From Casetext: Smarter Legal Research

Crow v. Dade County

Supreme Court of Florida, en Banc
Nov 9, 1951
54 So. 2d 753 (Fla. 1951)

Opinion

November 9, 1951.

Appeal from the Circuit Court for Dade County, George E. Holt, J.

Robert L. Achor, Miami, for appellant.

Hudson Cason, Miami, for Dade County.

Glenn C. Mincer, State Atty., Miami, for appellee-intervenors.


Pursuant to an approving vote of the freeholders, Dade County issued $6,000,000 in bonds for the purpose of extending and improving Jackson Memorial Hospital. Appellant, a citizen taxpayer brought this as a class suit to enjoin the County from using the proceeds of said bonds for erecting and equipping a unit of Jackson Memorial Hospital to be used in part for a medical school offering instruction to students leading to a degree in medicine. The County answered the bill of complaint, admitting the material allegations thereof but countered with the defense that provision for medical instruction together with research facilities and a qualified staff would modernize and extend the capacity of Jackson Memorial Hospital to serve its clientele in a way that would otherwise be unattainable.

When the bill of complaint and answer were filed defendant moved for summary judgment. The cause was set for final hearing and the State Attorney was directed to intervene and answer on behalf of all property owners and taxpayers. Due notice of the intervention was given but no one appeared or offered any aid to the injunction. Evidence was taken on the issues made, the prayer for injunction was denied and the bill of complaint was dismissed. The plaintiff appealed.

The point for determination is whether or not Dade County is authorized to use any portion of the proceeds of said bond issue to construct and equip a medical science building as an integral part of Jackson Memorial Hospital when said building is to be used in part as a medical college but with the view of improving and extending the hospital facilities.

The proposal before the freeholders when they voted on the bond issue was as follows: "Shall Dade County, Florida, issue bonds of the County in the amount of $6,000,000, bearing interest at 4% per annum, for the purpose of extending and improving the `Jackson Memorial Hospital', including the construction of additional buildings and the enlargement of existing buildings and the acquisition of any land and equipment necessary therefor?"

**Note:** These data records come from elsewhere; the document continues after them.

PR #5109, opened 2021-07-19
Store closable http.Server on ServerContext for graceful shutdown

bbrks:
Keep references to the underlying `http.Server` in `ServerContext` so they can be closed gracefully on `ServerContext.Close()`

Allows for "end-to-end" type testing (serverMain) for bootstrap config.

### DIFF
--- a/rest/config.go
+++ b/rest/config.go
@@ -786,7 +786,7 @@ func SetMaxFileDescriptors(maxP *uint64) error {
 	return nil
 }
 
-func (config *StartupConfig) Serve(addr string, handler http.Handler) error {
+func (sc *ServerContext) Serve(config *StartupConfig, addr string, handler http.Handler) error {
 	http2Enabled := false
 	if config.Unsupported.HTTP2 != nil {
 		http2Enabled = *config.Unsupported.HTTP2.Enabled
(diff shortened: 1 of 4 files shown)


rest/config.go
```diff
@@ -807,6 +807,19 @@ func (config *StartupConfig) Serve(addr string, handler http.Handler) error {
 		http2Enabled,
 		tlsMinVersion,
 	)
+	if err != nil {
+		return err
+	}
+
+	sc.addHTTPServer(server)
+
```
adamcfraser, line 815: If someone called serverContext.Close at this point, it would attempt to Close() a server that hadn't run server.Serve() yet.  Is that a no-op/safe sequence of operations?

adamcfraser (commented):
Looks fine, one request for clarification on the interaction between close and serve.

rest/config.go
bbrks: Close is safe to call on a server that has not yet started. The server errors on startup after Close has been called. It's also safe to double close.

https://play.golang.org/p/o1CswqN55pe 

```go
func main() {
	s := http.Server{}
	// close before listen/serve
	fmt.Println(s.Close())
	// double close
	fmt.Println(s.Close())
	// listen/serve after close
	fmt.Println(s.ListenAndServe())
	fmt.Println(s.Close())
}
```
```
<nil>
<nil>
http: Server closed
<nil>
```

adamcfraser (approved):

PR #5112, opened 2021-07-20
CBG-1544: Handle SyncWriteInProgress as recoverable write error

JRascagneres:
Adds retry handling for `SyncWriteInProgress` error. Only occurs on write.
This is handled by us in gocbv1 by `isRecoverableWriteError`.
On gocbv2 this is done internally by gocb and they retry up to the timeout. Behaviour will be determined as part of CBG-1142

### DIFF
--- a/base/bucket_gocb.go
+++ b/base/bucket_gocb.go
@@ -810,8 +810,19 @@ func (bucket *CouchbaseBucketGoCB) isRecoverableWriteError(err error) bool {
 	}
 
 	_, ok := recoverableGocbV1Errors[pkgerrors.Cause(err).Error()]
+	if ok {
+		return ok
+	}
 
-	return ok
+	// In some circumstances we are unable to supply errors in the recoverable error map so need to check the error
+	// codes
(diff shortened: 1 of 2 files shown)


base/bucket_gocb.go
```diff
@@ -810,8 +810,19 @@ func (bucket *CouchbaseBucketGoCB) isRecoverableWriteError(err error) bool {
...
+	if ok {
+		return ok
+	}
 
-	return ok
+	// In some circumstances we are unable to supply errors in the recoverable error map so need to check the error
+	// codes
+	gocbcoreKvError, ok := err.(*gocbcore.KvError)
+	// 0xA2 error is "SyncWriteInProgress" error
+	if gocbcoreKvError.Code == 0xA2 {
```
adamcfraser: Can you use `memd.StatusSyncWriteInProgress` here instead of `0xA2`?  There's also already a kvError checking helper - base.isKvError - can you use that here?

adamcfraser (changes requested):

adamcfraser (approved):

A fair interpretation of this proposal shows that those who voted in the bond election knew that they were voting for funds to extend and improve Jackson Memorial Hospital, to enlarge existing buildings, to construct and equip additional buildings and to acquire land for that purpose. It is true that the bond proposal does not in terms specify what the buildings enlarged or constructed shall be used for except "extending and improving" Jackson Memorial Hospital. "Extending and improving" are terms of broad import and the range given them will conclude the question raised.

It is shown that the County Commissioners and the people of Dade County had long cherished the hope of establishing a medical school and ultimately a medical center around Jackson Memorial Hospital. The thing that had much to do with precipitating the matter to a focus at this time was the passage of Chapter 26763, Acts of 1951, F.S.A. §§ 242.62, 242.63, making a liberal appropriation for and authorizing the Board of Control to extend aid to the first approved and accredited medical school established in Florida. The authority of the County to establish a medical school is not questioned so we are in no way concerned with that. The sole contention is that no part of the $6,000,000 bond issue may be used for constructing any building for Jackson Memorial Hospital in aid of a medical school.

What is contemplated by the phrase "enlarging and expanding" Jackson Memorial Hospital? Thinking in terms of the small town where the hospital is limited primarily to an emergency center to give first aid and minister to the sick who apply for treatment, one could not think of a bond issue with the limitation placed on the one in question, as contemplating an expenditure for a medical school. Miami is in a very different category and commands a different pattern of thinking. It is a rapidly growing metropolitan community of more than a half million people, it is progressive and reaching out for those things which improve its hospitals, schools and other public institutions. In many communities the proportion of Miami, the Hospital is tied in with a Medical School. In fact, the hospital is an integral part of the Medical School and the latter can hardly exist without the former.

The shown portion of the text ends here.